• Instructions to follow: Look through the entries for the string "design", and copy each line that holds it.

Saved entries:
PR #6454, opened 2023-06-12
feat: (BE) create and update admin feedback 

foochifa:
## Problem

We want to get feedback from admins, but currently we have no place to store nor call it.

Closes FRM-991

## Solution

The feedback flow for admin will be:
1. How's your form building experience? (Thumbs Up/Down)
2. Would you like to tell us more? 
3. Free text input

They will be 3 separate modals as seen in the [figma here](https://www.figma.com/file/CMq0CJtawn7NGM7Zdpi8Ti/Form-Design-Master?type=design&node-id=17430-181452&t=uPnDE24Rc90y9puj-0)

Hence, the creation of the feedback document will likely only contain the rating.

The feedback comment will then be updated after the admin selects the modal

Therefore, we will have two routes, one at `/admin/forms/feedback` to create the feedback document with a compulsory rating (will also fire off datadog statsdclient with the rating). Then an additional route at `/admin/forms/feedback/:feedbackId` to update the comment of the feedback doc.

**Breaking Changes** 

- [ ] No - this PR is backwards compatible as it only contains an addition of a collection and 2 api routes

## Tests

Happy path
- [ ] Log in, and capture the auth cookie
- [ ] Use a tool to set up api calls (like postman)
- [ ] Send a post request to `/api/v3/admin/forms/feedback` with a req.body containing {rating: 0|1}
- [ ] The request should be successful and you should receive a success message + the admin feedback dto in the response
- [ ] Send a patch request to `/api/v3/admin/forms/feedback/:feedbackId` with a req.body containing {comment: '{something}'} and feedbackId of the feedback document from above
- [ ] The request should be successful and you should receive a success message


src/app/models/admin_feedback.server.model.ts
```diff
@@ -0,0 +1,59 @@
+import { Mongoose, Schema } from 'mongoose'
+
+import { IAdminFeedbackModel, IAdminFeedbackSchema } from '../../types'
+
+import { USER_SCHEMA_ID } from './user.server.model'
+
+export const ADMIN_FEEDBACK_SCHEMA_ID = 'AdminFeedback'
+export const ADMIN_FEEDBACK_COLLECTION_NAME = 'adminfeedback'
```
KenLSM: @mayying shall we start with recommending `snake_case`-ing collection names from this point onwards?

LinHuiqing: wait but the mongo collections nomenclature is all lowercase (i googled before i think)

mayying: as discussed, let's camel case our collection name

foochifa: As discussed, will be using `camelCase`! [b8c9de6](https://github.com/opengovsg/FormSG/pull/6454/commits/b8c9de66f9af9fcc6ac66858324f7d669727eed9)

src/app/models/admin_feedback.server.model.ts
```diff
@@ -0,0 +1,59 @@
...
+  IAdminFeedbackSchema,
+  IAdminFeedbackModel
+>(
+  {
+    userId: {
+      type: Schema.Types.ObjectId,
+      ref: USER_SCHEMA_ID,
+      required: true,
+    },
+    rating: {
```
mayying, line 20: this is translated from thumb up/thumb down right? i feel that we should use boolean instead? In future, if we convert the thumb up/thumb down to 5-star basis, we can't really reuse the field (at least not directly), as it will make the old rating looks like it's 0/5 or 1/5 stars, but actually it's supposed to be at a higher rating. Maybe rename it to something else, such as usefulVotes, instead of rating?

src/app/models/__tests__/admin_feedback.server.model.spec.ts
```diff
@@ -0,0 +1,66 @@
...
+          created: expect.any(Date),
+          lastModified: expect.any(Date),
+        }),
+      )
+    })
+
+    it('should throw validation error when rating param is missing', async () => {
+      // Act
+      const actualPromise = new FeedbackModel(
+        omit(DEFAULT_PARAMS, 'rating'),
```
KenLSM: Should this be `const paramsWithoutRating = omit(DEFAULT_PARAMS, 'rating')`, following the above convention of `Arranging` before `Act`?

src/app/models/admin_feedback.server.model.ts
```diff
@@ -0,0 +1,59 @@
+import { Mongoose, Schema } from 'mongoose'
+
+import { IAdminFeedbackModel, IAdminFeedbackSchema } from '../../types'
+
+import { USER_SCHEMA_ID } from './user.server.model'
+
+// also acts as the model Id
```
KenLSM: /nit `// alias of model Id`

foochifa: 😅 [ab89573](https://github.com/opengovsg/FormSG/pull/6454/commits/ab895734fb40ccb94be84a3c90659bde87a801b0)

src/app/models/__tests__/admin_feedback.server.model.spec.ts
foochifa: Thanks for catching that ken! (clearly I blindly copy pasted from `feedback.server.model.spec.ts` HAHAH [ab89573](https://github.com/opengovsg/FormSG/pull/6454/commits/ab895734fb40ccb94be84a3c90659bde87a801b0)

src/app/modules/feedback/feedback.controller.ts
```diff
@@ -95,3 +99,116 @@ export const handleSubmitFormFeedback = [
   validateSubmitFormFeedbackParams,
   submitFormFeedback,
 ] as ControllerHandler[]
+
+const valdiateSubmitAdminFeedbackParams = celebrate({
+  [Segments.BODY]: Joi.object().keys({
+    rating: Joi.number().min(0).max(1).cast('string').required(),
```
mayying: just wondering: the rating here is cast to string, but in schema it's defined as a number type, will the ultimate value be stored as string or number?

src/app/modules/feedback/feedback.controller.ts
```diff
@@ -95,3 +99,116 @@ export const handleSubmitFormFeedback = [
...
+ */
+const submitAdminFeedback: ControllerHandler<
+  unknown,
+  { message: string; feedback: IAdminFeedbackSchema } | ErrorDto,
+  { rating: number; comment?: string }
+> = async (req, res) => {
+  const sessionUserId = (req.session as AuthedSessionData).user._id
+  const { rating, comment } = req.body
+
+  return UserService.getPopulatedUserById(sessionUserId)
```
mayying: do we need the populated info? I think `findUserById` should be sufficient?

src/app/modules/feedback/feedback.service.ts
```diff
@@ -151,3 +157,103 @@ export const hasNoPreviousFeedback = (
...
+
+/**
+ * Inserts given admin feedback to the database.
+ * @param userId the userId of the admin that provided the feedback
+ * @param rating the feedback rating to insert (0 for thumbs down, 1 for thumbs up)
+ * @param comment the feedback comment to insert if available
+ * @returns ok(IAdminFeedbackSchema) if successfully inserted
+ * @returns err(DatabaseError) on database error
+ */
+export const insertAdminFeedback = ({
```
KenLSM: I'm thinking if it makes sense to separate functions that are related to `admin-feedback` as having its own service. It doesn't seem like there's much in common other than having the same term `feedback`.

src/app/modules/feedback/feedback.service.ts
```diff
@@ -151,3 +157,103 @@ export const hasNoPreviousFeedback = (
...
+          feedbackId,
+        },
+        error,
+      })
+
+      return new DatabaseError('Admin feedback could not be found')
+    },
+  ).andThen((adminFeedback) => {
+    // Ensure that feedbackId and userId are the same as params
+    if (!adminFeedback || adminFeedback.userId.toString() !== userId)
```
KenLSM: /nit would prefer to split guard statements away. `!adminFeedback` ensures that the variable access is valid, while `adminFeedback.userId.toString !== userId` ensures that the user providing feedback is the same user who gave feedback.

src/app/modules/feedback/feedback.service.ts
```diff
@@ -151,3 +157,103 @@ export const hasNoPreviousFeedback = (
...
+          action: 'updateAdminFeedback',
+          feedbackId,
+        },
+        error,
+      })
+
+      return new DatabaseError('Admin feedback could not be found')
+    },
+  ).andThen((adminFeedback) => {
+    // Ensure that feedbackId and userId are the same as params
```
KenLSM: /nit this comment might be better worded to explain why we need to ensure `userId === adminFeedback.userId`.

```suggestion
    // Only allow updating of own feedback
```

src/app/modules/feedback/feedback.controller.ts
```diff
@@ -95,3 +99,116 @@ export const handleSubmitFormFeedback = [
...
+  { feedbackId: string },
+  { message: string } | ErrorDto,
+  { rating?: number; comment?: string }
+> = async (req, res) => {
+  const { feedbackId } = req.params
+  const sessionUserId = (req.session as AuthedSessionData).user._id
+
+  const { rating, comment } = req.body
+
+  return UserService.getPopulatedUserById(sessionUserId)
```
mayying: Can we update admin feedback directly since the user session is authenticated, and in `updateAdminFeedback` we are comparing if the db's feedback user's id === req's user id

src/app/modules/feedback/feedback.service.ts
```diff
@@ -151,3 +157,103 @@ export const hasNoPreviousFeedback = (
...
+  comment,
+  rating,
+}: {
+  feedbackId: string
+  userId: string
+  comment?: string
+  rating?: number
+}) => {
+  return ResultAsync.fromPromise(
+    AdminFeedbackModel.findById(feedbackId),
```
mayying: I believe this is not needed, since findByIdAndUpdate should be able to return error when document is not found?

src/app/models/admin_feedback.server.model.ts
foochifa: Yeah, I think kinda want to make the field extendible to the future if we want to expand the number rating. Do you think it will make more sense if we just allow rating to be 1-5 and then up -> 5, down -> 1? 

So I set it as 0|1 so that when we display our metric we can show it as a fraction of 'satisfaction', it currently effectively work as a boolean 😅

src/app/modules/feedback/feedback.service.ts
foochifa: Oh I got the original `adminFeedback` document so as to use its value of `rating` or `comment` in the case that it is not provided in the call as seen here in line 242/243

```
      AdminFeedbackModel.findByIdAndUpdate(feedbackId, {
        comment: comment ? comment : adminFeedback?.comment,
        rating: rating === undefined ? adminFeedback?.rating : rating,
      }),
```

foochifa: But yeah I think you are right, I probably can remove the second call to `findByIdAndUpdate` and instead use `update` followed by `save`. Not sure if there are any iops saving here though

src/app/models/admin_feedback.server.model.ts
mayying: We can of course map it that way, but depending on which stats we get (median/average) and how long has thumb up/thumb down been around, vs the new rating system (ie if thumb up/thumb down is around for 3 months, and rating system has been around for a day, the metric will look really bad if we have more thumb downs). My point is, the data may get skewed. 

I think it's safer to not reuse the field if we want more accurate data, and later on if we want to map it to a rating system, we can always run a one-time script to do the mapping from thumb up/thumb down -> rating system. But if we reuse the field directly, it will be harder for us to seperate between the two (to justify why the rating is not as good in a negative case scenario).

src/app/modules/feedback/feedback.service.ts
mayying: I think the logic can simplified as to updating the comment and rating whenever it exists in the request. It shouldn't matter if the comment and/or rating exists in the adminFeedback. Also, shall we update the comment and rating, instead of either or? What if the initial rating is good but the comment is empty, and later on an update request is made with negative sentiment comment and there is no new updated rating (since rating is optional in the update request). The data would look really weird in the database. We may need to put in some more thoughts on this.

src/app/modules/feedback/feedback.controller.ts
foochifa: It still gets casted at `number` in the controller handler but you are right the cast here doesn't do anything 😅 [548285f](https://github.com/opengovsg/FormSG/pull/6454/commits/548285f19f26a4226195b65c07f277b4c4a9dfec)

src/app/modules/feedback/feedback.service.ts
foochifa: Refactored to its own module [eb93502](https://github.com/opengovsg/FormSG/pull/6454/commits/eb9350216c394b8ebc259da973a6ffc10ca288bc)

src/app/modules/feedback/feedback.service.ts
foochifa: ~~refactored here too [eb93502](https://github.com/opengovsg/FormSG/pull/6454/commits/eb9350216c394b8ebc259da973a6ffc10ca288bc), and made a new error that returns `FORBIDDEN` when a user tries to modify a feedback that doesn't belong to him~~

src/app/modules/feedback/feedback.service.ts
foochifa: Refactored here! [eb93502](https://github.com/opengovsg/FormSG/pull/6454/commits/eb9350216c394b8ebc259da973a6ffc10ca288bc) though slightly different wording

src/app/modules/feedback/feedback.controller.ts
foochifa: As discussed, refactored away the userId check from `user` model instead will rely on the authed data [eb93502](https://github.com/opengovsg/FormSG/pull/6454/commits/eb9350216c394b8ebc259da973a6ffc10ca288bc)!

src/app/modules/feedback/feedback.controller.ts
foochifa: Refactored as discussed above too! [eb93502](https://github.com/opengovsg/FormSG/pull/6454/commits/eb9350216c394b8ebc259da973a6ffc10ca288bc)

src/app/modules/feedback/feedback.service.ts
foochifa: This is because the flow of the feedback process is like going to be:
1. Make the feedback doc with rating only
2. Update the feedback doc with comments

As seen in the figma [here](https://www.figma.com/file/CMq0CJtawn7NGM7Zdpi8Ti/Form-Design-Master?type=design&node-id=17430-181452&t=n2QYeoXab9QfORnr-0)!

But for extensibility purpose I generalised the update method to take in rating if required as well, hence, kept it as a 'general' method that will patch if body is passed in

src/app/models/admin_feedback.server.model.ts
foochifa: Have discussed with Stacey! it will most likely stick to 'Up' and 'Down' as its the most actionable rating, and simple for quick engagement by the admins too!

src/app/modules/feedback/feedback.service.ts
foochifa: Belay last! We will collapse both cases into 404 and log it instead. As instead of making it a two step process, we will just be doing one call with `updateOne` as discussed with @mayying. [4b7ae59](https://github.com/opengovsg/FormSG/pull/6454/commits/4b7ae59ea2a71f87c2f38ecdde3ceff04adf56cd)

src/app/modules/feedback/feedback.service.ts
foochifa: Have simplified the logic to only one db call as discussed! [4b7ae59](https://github.com/opengovsg/FormSG/pull/6454/commits/4b7ae59ea2a71f87c2f38ecdde3ceff04adf56cd)

src/app/models/__tests__/admin_feedback.server.model.spec.ts
```diff
@@ -0,0 +1,66 @@
...
+          ...paramsWithoutComment,
+          created: expect.any(Date),
+          lastModified: expect.any(Date),
+        }),
+      )
+    })
+
+    it('should throw validation error when rating param is missing', async () => {
+      // Arrange
+      const paramsWithoutrating = omit(DEFAULT_PARAMS, 'rating')
```
KenLSM: /s, `paramsWithoutrating` -> `paramsWithoutRating`

src/app/models/admin_feedback.server.model.ts
KenLSM: Throwing my two cents into this debate.

I think `rating: Number` represents well onto what it is currently, and what it might be in the future. Ratings are usually represented as a numerical value (as opposed to binary) in most places. Thus, giving points for extensibility. A data fix, although valid, would come with risks that could have been mitigated.

Usage of `boolean` has its merits of being smaller and safer (no need to handle for overflow etc), but it is unlikely that this will be a concern for us. Within the context of FormSG, we don't have that much traffic to deal with, and shouldn't optimize it too early.

Regarding the issue of data skew, usually it is understandable that the data would be skewed, and therefore actions to ignore certain subset of the data is done.

As the suggested change doesn't affect critical the flow of FormSG, I suggest that we lean on having a bias for action and accept this minor imperfection to ship this.

KenLSM (approved):

src/app/models/__tests__/admin_feedback.server.model.spec.ts
foochifa: 😅 [58ceeb0](https://github.com/opengovsg/FormSG/pull/6454/commits/58ceeb093aba6ad3a56712745d73b13e8b6cd5e6)

src/app/modules/admin-feedback/admin-feedback.service.ts
```diff
@@ -0,0 +1,118 @@
...
+  const updateObj = { rating, comment }
+
+  // filter out undefined properties
+  Object.keys(updateObj).forEach(
+    (key) =>
+      updateObj[key as keyof typeof updateObj] === undefined &&
+      delete updateObj[key as keyof typeof updateObj],
+  )
+
+  // if not update to be done, return ok
```
mayying: /nit if no update to be done

src/app/modules/admin-feedback/__tests__/admin_feedback.service.spec.ts
```diff
@@ -0,0 +1,246 @@
...
+
+      // Assert
+      expect(insertSpy).toHaveBeenCalledTimes(1)
+      expect(actualResult.isErr()).toEqual(true)
+      expect(actualResult._unsafeUnwrapErr()).toBeInstanceOf(DatabaseError)
+    })
+  })
+
+  describe('updateAdminFeedback', () => {
+    const MOCK_FEEDBACK_ID = new ObjectId().toHexString()
```
mayying, line 100: should we add spy to adminFeedbackModel?

src/app/modules/admin-feedback/admin-feedback.service.ts
```diff
@@ -0,0 +1,118 @@
...
+      })
+
+      return new DatabaseError('Admin feedback could not be created')
+    },
+  )
+}
+
+/**
+ * Updates admin feedback in the database.
+ * Will use previous value if comment or rating are not passed into method
```
mayying: /nit technically it should be `will not update the previous value if comment or rating are not passed into method`?

src/app/modules/admin-feedback/__tests__/admin_feedback.service.spec.ts
```diff
@@ -0,0 +1,246 @@
...
+        feedbackId: MOCK_FEEDBACK_ID,
+        userId: MOCK_USER_ID,
+        rating: newRating,
+        comment: newComment,
+      })
+
+      const newFeedback = await AdminFeedbackModel.findById(MOCK_FEEDBACK_ID)
+
+      // Assert
+      expect(actualResult.isOk()).toEqual(true)
```
mayying, line 136: shall we also unwrap the result to check the updated content?

src/app/modules/admin-feedback/__tests__/admin_feedback.service.spec.ts
```diff
@@ -0,0 +1,246 @@
...
+    })
+    afterEach(() => jest.clearAllMocks())
+
+    const MOCK_USER_ID = new ObjectId().toHexString()
+    const MOCK_RATING = 1
+    const MOCK_COMMENT = 'mock comment'
+    const MOCK_ADMIN_FEEDBACK = new AdminFeedbackModel({
+      userId: MOCK_USER_ID,
+      rating: MOCK_RATING,
+      comment: MOCK_COMMENT,
```
mayying, line 30: just for my understanding, should there also be created and lastModified?

src/app/routes/api/v3/admin/forms/__tests__/admin-forms.form.routes.spec.ts
```diff
@@ -2435,4 +2437,219 @@ describe('admin-form.form.routes', () => {
       )
     })
   })
+
+  describe('POST /admin/forms/feedback', () => {
```
mayying, line 2441: shall we add the test case for 422 as well?

src/app/routes/api/v3/admin/forms/admin-forms.form.routes.ts
```diff
@@ -229,3 +230,34 @@ AdminFormsFormRouter.get(
...
+  /**
+   * Update an existing admin feedback
+   * @precondition Joi validation should enforce shape of req.body before this handler is invoked.
+   * @security session
+   *
+   * @returns 200 if feedback was successfully updated
+   * @returns 400 when Joi validation fails
+   * @returns 401 when user does not exist in session
+   * @returns 404 when admin feedback cannnot be found in the database
+   * @returns 422 when user of given id cannot be found in the database
```
mayying: is this still valid?

src/app/modules/admin-feedback/__tests__/admin_feedback.service.spec.ts
foochifa: created and lastModified are auto-created by mongoose!

src/app/routes/api/v3/admin/forms/admin-forms.form.routes.ts
foochifa: omg yes, its removed, thanks for pointing it out. [8405543](https://github.com/opengovsg/FormSG/pull/6454/commits/84055434476aa416b0af672dc402825f3c6ae14d) we no longer throw 422

src/app/routes/api/v3/admin/forms/__tests__/admin-forms.form.routes.spec.ts
foochifa: We no longer throw 422 as we rely on the authed session for userId, and will throw 404 if not found instead. 

Have updated the docs here [8405543](https://github.com/opengovsg/FormSG/pull/6454/commits/84055434476aa416b0af672dc402825f3c6ae14d)

src/app/modules/admin-feedback/__tests__/admin_feedback.service.spec.ts
foochifa: The actual result from the update doesn't returned the updated content. Hence I use `newFeedback` to re-retrieve the document from the model, and use that for comparison in line 137-138

src/app/modules/admin-feedback/admin-feedback.service.ts
foochifa: Thank you!! [8405543](https://github.com/opengovsg/FormSG/pull/6454/commits/84055434476aa416b0af672dc402825f3c6ae14d)

src/app/modules/admin-feedback/admin-feedback.service.ts
foochifa: Thank you 😅 lots of spelling error today HAHAH [8405543](https://github.com/opengovsg/FormSG/pull/6454/commits/84055434476aa416b0af672dc402825f3c6ae14d)

src/app/modules/admin-feedback/__tests__/admin_feedback.service.spec.ts
foochifa: I think there isn't a need? As we are able to verify the interaction with the model through the results. And for most of the update calls, I will subsequently make another call to retrieve the updated results, so if the updated result has the intended behaviour it should be robust enough

The spy doesn't really do much and just check for whether it is called 😅 and I don't want to mock it so as to test mongoose's static behaviour too

mayying: what bout the case where no comment and rating, dont we need to verify that adminFeedbackModel is not called?

src/app/routes/api/v3/admin/forms/__tests__/admin-forms.form.routes.spec.ts
mayying: ok ya. i was seeing 422 below, that's why im asking this, thx for updating it.

src/app/modules/admin-feedback/__tests__/admin_feedback.service.spec.ts
mayying: got it.

src/app/modules/admin-feedback/__tests__/admin_feedback.service.spec.ts
foochifa: Oh yes thats big brain thanks @mayying [6472c7d](https://github.com/opengovsg/FormSG/pull/6454/commits/6472c7d9b9d8f4290a0a0163e0e4fe7b09b78666)

mayying (approved):
Thanks for your patience! LGTM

• Solution below:
They will be 3 separate modals as seen in the [figma here](https://www.figma.com/file/CMq0CJtawn7NGM7Zdpi8Ti/Form-Design-Master?type=design&node-id=17430-181452&t=uPnDE24Rc90y9puj-0)
As seen in the figma [here](https://www.figma.com/file/CMq0CJtawn7NGM7Zdpi8Ti/Form-Design-Master?type=design&node-id=17430-181452&t=n2QYeoXab9QfORnr-0)!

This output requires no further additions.